PR #343, opened 2024-05-22
Threat Adjustments

awf-dbca:
A new threat filters has been added for removed/active threats.

S&C threats have been adjusted so that if a change is made to them while the S&C record is public with threats set to public, the S&C record will revert back to private (as it does with any other change). 

Warnings have been implemented to inform the user that change to threats will revert the parent record to a private view.


xzzy (approved):
Sensitivity Check Completed

PR #430, opened 2024-06-28
Bug Fixes

oakdbca:
- Check superuser_ids is not None before iterating
- Add code back in that was accidentally removed from belongs_to function
- Cache result of is_conservation_status_referee and is_occurrence_report_referee


xzzy (approved):
Sensitivity Check Completed

PR #436, opened 2024-07-01
Fixed an exceptiopn in ListInternalOccurrenceReportSerializer that oc…

ka-pr:
…curred when an ocr has been copied from another ocr


xzzy (approved):
Sensitivity Check Completed

PR #440, opened 2024-07-02
Occurrence report geometry permissions

ka-pr:
Adds permissions for assessor for ocr geometries with status With Assessor/Referral, and adds a site layer to the map that is empty for now.


xzzy (approved):
Sensitivity Check Completed

PR #441, opened 2024-07-02
Combine OCC Sites + Site Geometry

awf-dbca:
Adds combine functionality for the sites table, where rows from selected occurrences can be chosen to be copied in to the main occurrence instance. Includes restrictions based on the site name.

Also added site geometry values which can be edited via form (implemented) and map (not yet implemented).


xzzy (approved):
Sensitivity Check Completed

PR #443, opened 2024-07-03
latest work

oakdbca:
- Change name of CS workflow from 'Intermediate' to 'Immediate'
- Add DeleteProtectedModelAdmin class that can be extended from to only allow superusers to delete items in django admin
- Add and improve actions available for SC image (upload, replace, reinstate and discard) - will wait until tested to copy across to work for communities backend.


xzzy (approved):
Sensitivity Check Completed

PR #446, opened 2024-07-04
OCC Combine Tenures

awf-dbca:
Tenures are now integrated in to the OCC Combine functionality. Tenure records are moved, not copied, similar to threats. Unlike other tables, tenures have a non-direct and conditional relation with their respective OCC - so are handled differently to other tables and depending on their status.

Tenures can be combined if they are historical, or if they are current and a current tenure with the same feature id is not in recipient occurrence.

Some other changes have also been made for the combine form in general, more combine table fields are searchable and popovers have been fixed in various places. Site datum names are also derived from a common search function based on the srid as a property.


xzzy (approved):
Sensitivity Check Completed

PR #450, opened 2024-07-05
Added tenure_area_point_on_surface property to help highlight cadastr…

ka-pr:
…e areas that are bent in such a way that centroid points would be placed outside the areas shape


xzzy (approved):
Sensitivity Check Completed

PR #451, opened 2024-07-05
Minor Adjustments and Site Geometry Interface

awf-dbca:
- Renamed Coordination Source to Coordinate Source for OCR/OCC
- Added kingdom column to related species table for OCR/OCC
- Discarded sites no longer show on map
- Sites coordinates and Datum can be change via map
- Datum is stored in-line with map requirements when submitted via site table form


xzzy (approved):
Sensitivity Check Completed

------------------------------------------------------------------------

Prompt: Which lines above hold the string "opened"? Show each of them.

Solution to the exercise:
PR #343, opened 2024-05-22
PR #430, opened 2024-06-28
PR #436, opened 2024-07-01
PR #440, opened 2024-07-02
PR #441, opened 2024-07-02
PR #443, opened 2024-07-03
PR #446, opened 2024-07-04
PR #450, opened 2024-07-05
PR #451, opened 2024-07-05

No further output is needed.